There was a ring at the front-door, decisive, sharp, and resonant.
"Great Heaven!" cried Harry; "if it should be he himself! Hide me away; put me out of sight." Her terror was piteous to behold: she shook in every limb.
"It is the post," said Mrs. Basil, contemptuously; and she was right.
The servant brought in a letter for her mistress.
"I don't know the hand," mused she. "Black-bordered, and black-sealed too." She opened it without excitement, and read it through: it was but a few lines.

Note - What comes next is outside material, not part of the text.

PR #3128, opened 2026-06-03
feat: keep draining nodes in L4 ETP Local NEGs while pods remain

08volt:
## Overview
Adds the `--enable-l4-neg-local-include-drain-nodes` (`EnableL4NEGLocalIncludeDrainNodes`) CLI flag.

"Your omen has proved true for once, Mrs. Coe," said she, in quiet tones. "This speaks of death."
"Whose death?" cried Harry.
"My husband's, Richard's father. Carew of Crompton died last night."
There was no sorrow in the aged woman's face: a gravity, unmixed with tenderness, possessed it. Carew was naught to her, and had been naught for twoscore years. But the tide of memory was at its flow within her brain; and because the Past is Past it touches us. This man had loved her once, after his own scornful manner, when he was young, and before power and selfishness had made him stone. He had been the father of her only son, and now he was Dead.
"I am so sorry," said Harry, not quite knowing what to say.
"There is no need for sorrow," replied the other, quietly. "Let us go up stairs and finish our work."